Influence of Dynamic Three Point Bending on the Work Hardening Capacity of T105Mn120 Manganese Steel

摘要

The paper analyzes work hardening behavior of T105Mn120 Hadfield steel under dynamic conditions. The specimens were investigated under two states: (a) untreated (as cast) and (b) solution treated to 1100 degrees C. Dynamic flexural behavior was examined by means of three-point-bending tests performed with a dynamic mechanical analyser (DMA), and structural analysis was done by x-ray diffraction, optical and scanning electron microscopy; DMA tests were performed under two variants: (a) temperature scans, between -150 and 400 degrees C and (b) isothermal strain sweeps, up to 0.15% strain amplitudes.
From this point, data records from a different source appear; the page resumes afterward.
Issue #995, opened 2020-03-24
On win10 the save and cancel buttons are not visible.


bernhard-kleine:
### Environment
TeXstudio 2.12.22 (git 2.12.22)
Using Qt Version 5.12.1, compiled with Qt 5.12.1 R
Win10,
texlive
### Expected behavior
When Opening the Option->Configure Texstudio, the screen should make the "ok" or "save" and "cancel" visible at the bottom of the screen. 
### Actual behavior
As of now, Options -> configure the screen immediately changes to 100+ % of fullscreen, 
in the bottom of the screen some button seem to exist, but they cannot be clicked even if you know which button to expect.  

### How to reproduce
Should work

gaplin:
Same behaviour on newer versions:

### Environment
- TeXstudio: 4.4.1
- Qt: 6.4.1
- OS: Windows 11
- TeX distribution: miktex

octaeder:
My txs build of current master with Qt 6.4.2, Win10 opens a config dialog of size 1378x864 (same as with 4.4.1). I think this should be small enough for current displays (but not for HD ready). Screenshot scaled to 50%:

![grafik](https://user-images.githubusercontent.com/102688820/213323729-26c73e5e-e12a-42ce-9273-e7758c4ad1b3.png)

gaplin:
On my laptop there is a 125% display scaling enabled in windows settings by default. If I disable it, the dialog is fully visible.
I think that 125% scaling on laptops is quite common so making this window a little smaller might be a good idea.

octaeder:
When I scale the given size of the dialog by 125% the result is 1733x1080. So it should still fit on a FullHD screen. Can you explain why the ok and cancel buttons are not visible on your screen?

Maybe it could be useful to know following about your display: Number of pixels in horizontal and vertical direction, the screen format and the length of the diagonal.

gaplin:
It's typical 1920x1080(16:9) 15,6 inch screen.
I'll attach screenshot how it looks. Buttons are hidden behind windows task bar.

![image](https://user-images.githubusercontent.com/50521366/213588591-9a3db41c-a5d8-4baa-8b87-1c0e725f1204.png)

octaeder:
I can't figure out how the size is set. There seems to be code in configdialog.cpp (l. 600ff) which tries to reduce the window size. But program control returns before any change is done. Reason is that the size used for comparison is less than the screen size. But even forcing the code to set the dialog size to a smaller value doesn't work.
[...]

PR #2863, opened 2023-01-21
#995 fix - Removed resizing from configManager. Changed size of dialo…

gaplin:
[#995](https://github.com/texstudio-org/texstudio/issues/995) fix.

### DIFF
--- a/src/configdialog.cpp
+++ b/src/configdialog.cpp
@@ -597,17 +597,22 @@ ConfigDialog::ConfigDialog(QWidget *parent): QDialog(parent,Qt::Dialog|Qt::Windo
     connect(ui.tbRevertPDF, SIGNAL(clicked()), this, SLOT(revertClicked()));
 
 	// limit dialog size
-	QRect screen = QGuiApplication::primaryScreen()->geometry();
+	QRect screen = QGuiApplication::primaryScreen()->availableGeometry();
 	if (!screen.isEmpty()) {
 		int nwidth = width(), nheight = height();
 		if (nwidth > screen.width()) nwidth = screen.width();
 		if (nheight > screen.height()) nheight = screen.height();
 		if (nwidth == width() && nheight == height()) return;
-		resize(nwidth, nheight);
-		move(frameGeometry().right() > screen.right() ? screen.left() : x(),
-		     frameGeometry().bottom() > screen.bottom() ? screen.left() : y());
+		resize(nwidth - 32, nheight - 32);
 	}
 }
+
+void ConfigDialog::moveIfExceedsScreen() {
+	QRect screen = QGuiApplication::primaryScreen()->availableGeometry();
+	move(frameGeometry().right() > screen.right() ? screen.left() : x(),
+		   frameGeometry().bottom() > screen.bottom() ? screen.top() : y());
+}
+
 
 ConfigDialog::~ConfigDialog()
 {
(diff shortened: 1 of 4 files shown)


src/configdialog.cpp
```diff
@@ -597,18 +597,23 @@ ConfigDialog::ConfigDialog(QWidget *parent): QDialog(parent,Qt::Dialog|Qt::Windo
...
+	QRect screen = QGuiApplication::primaryScreen()->availableGeometry();
 	if (!screen.isEmpty()) {
 		int nwidth = width(), nheight = height();
 		if (nwidth > screen.width()) nwidth = screen.width();
 		if (nheight > screen.height()) nheight = screen.height();
 		if (nwidth == width() && nheight == height()) return;
-		resize(nwidth, nheight);
-		move(frameGeometry().right() > screen.right() ? screen.left() : x(),
-		     frameGeometry().bottom() > screen.bottom() ? screen.left() : y());
+		resize(nwidth - 32, nheight - 32);
```
sunderme, line 606: numbers coming out of the blue which are supposed to work over different styles/OS don't give much confidence ...

sunderme:
and why not going for maximized state when detecting small screen size ?

gaplin:
This fixes in my opinion most popular cases(windows laptops with fullHD screens and 125% scaling enabled by default).
Not maximizing is not fixing the issue. You can still minimze and get the same problem so i think it is better to do it this way.

src/configdialog.cpp
gaplin: It's change from one numbers to another:
image
Above ones were causing the issue.

gaplin:
I've created new [branch](https://github.com/gaplin/texstudio/tree/%23995-buttons-not-visible-in-config-dialog) with another solution. This time with [adjustSize](https://doc.qt.io/qt-6/qwidget.html#adjustSize).

But this solution behaves poorly with low resolutions. Here ss with 800x600 ubuntu:
image

Ss with first solution:
image

sunderme:
so, there is no final solution yet and I wait ?

gaplin:
I would say this is the final solution. 

AdjustSize solution changes size of the dialog for all users and it's not good for lower resolutions.

This solution doesn't have that problem since it's making this window only a little bit smaller for those users.

Alos considering that config dialog should be big because of its content I would just go with this one.

sunderme:
I can't really test. Let's hope for the best.
Thanks.

src/configdialog.cpp
octaeder: @gaplin nheight-32 is used because the window decoration has a large height mainly due to the title bar. So I wonder why you use nwidth-32. This leaves many space to the left and right of the dialog because the left and right decorations are typically thin lines.

We should not use magic numbers (i.e. 32) if possible. If we do so we could add an explanation as a comment:

``// subtract 32 because the window decoration has to be taken into account, but we can only estimate the values``

I tried show() as explained in the [qt forum](https://forum.qt.io/topic/41135/solved-qdesktopwindow-availablegeometry-not-excluding-taskbar-qt-5-2-windows-7). For me it did not work but maybe you can figure out.

gaplin: The -32 on width is for side taskbar. I didn't think about it in the way you desribed(title bar). 
I thought window as a whole was possibly misplaced in both axis.

I'll take a look.

octaeder: availableGeometry is designed to calculate the size of the difference between the screen area and the taskbar (have a look [here](https://doc.qt.io/qt-6/qscreen.html#availableGeometry-prop)).

gaplin: Ye, so the availableGeometry simply shows size of maximized window.

Following hint with show() method I got rid of this 32 const. I'll create another PR.

gaplin: New PR: #2868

The former emphasized the critical temperatures of thermally induced reversible martensitic transformation and antiferromagnetic-paramagnetic phase transition, while the latter enabled to monitor the storage modulus increase due to the work hardening caused by dynamic bending. Strain sweeps tests revealed the effects of both dynamic bending frequency and number of cycles. The largest work hardening effect, obtained after five strain sweep cycles applied at the frequency of 5Hz, was associated with the finest distribution of precipitated carbides, observed by differential scanning calorimetry and the formation of slip micro-bands, illustrated on OM micrographs and SEM energy dispersion spectroscopy maps.